El delito de opinar

Desde luego que la libertad de expresión, como todas las libertades, debe tener límites, pero sólo los que impone la convivencia civilizada. No debe permitirse la calumnia (la falsa imputación de una conducta delictiva) ni la inducción a cometer  un delito o la apología de éste. Salvo esas limitaciones, las autoridades deben tolerar cualquier opinión sobre cualquier tema. Eso no significa, por supuesto, que toda opinión sea respetable. Una cosa es que las opiniones no se prohíban, y otra, muy distinta, que todas ellas merezcan respeto. Las opiniones, advierte Savater, son “todo lo que se quiera menos respetables: al ser formuladas, saltan a la palestra de la disputa, la irrisión, el escepticismo y la controversia. Afrontan el descrédito y se arriesgan a lo único peor que el descrédito, la ciega credulidad”.

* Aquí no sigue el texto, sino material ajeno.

PR #2730, opened 2024-03-23
stm32: use private_bounds for sealed traits.

Dirbaio:
- **stm32/timer: simplify traits, convert from trait methods to struct.**
- **stm32: use private_bounds for sealed traits.**


chemicstry:
The `unstable-traits` feature and `low_level` modules previously allowed implementing HAL abstractions outside of `embassy-stm32`. This was very useful for drivers that are too specialised or "hacky" to be upstreamed to this repository.

What are the alternatives after this change? I see that `frequency` method was added to fix examples that require it, but what about enable/disable/reset peripheral? Should methods be added for that too?

Dirbaio:
Yes, we can add methods for that too.

I removed the `low_level` modules because in hindsight it was not a great solution. 
- it'd expose *all* of the sealed trait's methods, which we might want to do breaking changes to (this is why it required opting into "unstable" features)
- it'd expose the actual trait. so you could then implement it from outside the crate for other types, making it no longer sealed. That's not something we want! :D

so IMO it's better to have stable low-level public APIs and keep the sealed traits fully private.

PR #2735, opened 2024-03-25
stm32: fix timer api leaking

eZioPan:


embassy-stm32/src/timer/mod.rs
```diff
@@ -69,31 +69,40 @@ pub trait GeneralInstance1Channel: CoreInstance {}
...
+pub trait AdvancedInstance1Channel: BasicNoCr2Instance + GeneralInstance1Channel {}
 /// Advanced 16-bit timer with 2 channels instance.
 
 pub trait AdvancedInstance2Channel: BasicInstance + GeneralInstance2Channel + AdvancedInstance1Channel {}
 
 /// Advanced 16-bit timer with 4 channels instance.
-pub trait AdvancedInstance4Channel: AdvancedInstance2Channel + GeneralInstance4Channel {}
+pub trait AdvancedInstance4Channel: AdvancedInstance2Channel + GeneralInstance4Channel {
+    /// Capture compare interrupt for this timer.
+    type CaptureCompareInterrupt: interrupt::typelevel::Interrupt;
```
Dirbaio, line 104: why move the interrupt from the 1ch to the 4ch trait? 1ch/2ch timers still have the interrupt, right?

(not that it matters now, because we're implementing all 3 traits for all timers ignoring the channel count, but it'll matter after we fix that)

Dirbaio: but they still "logically" have one, it's just that on some timers the CC and UP interrupts go to the same NVIC line? 

it's the same as the I2C EV and ER interrupts. On some chips they go to a single NVIC interrupt I2C1, and in others it's separated into I2C1_EV, I2C1_ER. On the Embassy side we represent it as two `type xxInterrupt` associated types, which will be the same interrupt on chips that don't split it. This works on all chips, since `bind_interrupts!` allows binding the same interrupt to multiple handlers.

though then perhaps with that logic the CC interrupt should go in the "general" instance traits since these can also do CC, hmm.

eZioPan: When it first introduced in #2614, CC is attached to AdvTim (now Adv4Ch).

So for current situation, we should move it to GeneralInstance1Channel?

Dirbaio (approved):
thanks for taking the time for adding all interrupts, it's much better now! :D

PR #2736, opened 2024-03-25
stm32-usb isochronous fix and overall better isochronous support

vDorst:
This pull request fixes the stm32 isochronous issue that we have to set the odd/even frame bit every time.
If we don´t the usb frame is rejected.

Also update `EndpointType` because isochronous endpoint also needs synchronication and usage type information.
`EndpointType` is copied from https://github.com/rust-embedded-community/usb-device

embassy-usb/src/descriptor.rs is not done yet.
For class specific properties like USB AUDIO CLASS two extra bytes have to be added to the endpoint description.
Hacked example: https://github.com/vDorst/embassy/blob/i2s-no-mclk/embassy-usb/src/builder.rs#L467 and https://github.com/vDorst/embassy/blob/i2s-no-mclk/embassy-usb/src/builder.rs#L509.
What could be a good way to provide this information in a generic way?

### DIFF
--- a/embassy-nrf/src/usb/mod.rs
+++ b/embassy-nrf/src/usb/mod.rs
@@ -771,7 +771,7 @@ impl Allocator {
         // Endpoint directions are allocated individually.
 
         let alloc_index = match ep_type {
-            EndpointType::Isochronous => 8,
+            EndpointType::Isochronous(_) => 8,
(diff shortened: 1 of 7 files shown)


vDorst:
I think your are right about that the hardware is only interested in the endpointtype.

Thanks for the information.
I have a better understanding where and how to fix it.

Todas las opiniones son discutibles. Si no lo fueran, dejarían de ser opiniones para convertirse en dogmas o axiomas. Respetar sacramentalmente todas las opiniones haría indiscernibles las razonables de las absurdas. Por ejemplo, quien considera que los derechos humanos son un valioso producto del proceso civilizatorio cuya vigencia efectiva hay que defender no podrá tener por respetables las opiniones de que debe imponerse una religión oficial prohibiéndose todas las demás, de que deberíamos reimplantar la Santa Inquisición, o de que una persona tiene más valor que otra debido a su sexo, el color de su piel o su origen social. Quien aprecie los conocimientos científicos no juzgará respetables las opiniones de que los dinosaurios compartieron la residencia en la Tierra con los seres humanos, de que el cáncer se cura rezando con fervor tres avemarías o de que la depresión se debe a que un fantasma melancólico se instaló en el alma del deprimido.

Discutir una opinión significa someterla a las pruebas y los razonamientos que la puedan refutar o convalidar. Discutir no es el simple intercambio de juicios o prejuicios sino el diálogo en el que se exponen los propios argumentos y se escuchan los ajenos con la disposición anímica e intelectual de revisar la creencia o el parecer si existen razones convincentes. Sin esa discusión no hay avance humanístico, filosófico, científico o tecnológico, tampoco diálogo auténtico. La discusión permite examinar verdades que se creían indiscutibles y arribar a nuevos conocimientos, los que han hecho posible nuestro progreso en todos los órdenes. En una sociedad laica y democrática todas las supuestas verdades pueden someterse a discusión. Se refutan o se defienden con pruebas o argumentos, nunca con anatemas ni sanciones.

Por eso es inadmisible que el gobierno de Coahuila haya sancionado a la organización Cristo vive dictaminando que incurrió en conducta discriminatoria  porque su dirigente, el pastor Carlos Alberto Pacheco, declaró que la adopción de niños por parejas del mismo sexo “es una aberración ante los ojos de Dios, una abominación que contradice los principios de Jesús”. Se trata de una opinión. No hay en esas palabras ni calumnia ni inducción a cometer delito ni apología de éste. Es un juicio —o mejor: un prejuicio— de valor. Quienes no lo compartan pueden rebatirlo con los argumentos que consideren aptos, por ejemplo que el pastor no tiene manera de probar que esa adopción es desaprobada por Dios o contraría los principios de Jesús. Lo que resulta inadmisible es que se castigue una opinión por más que nos parezca absurda o políticamente incorrecta.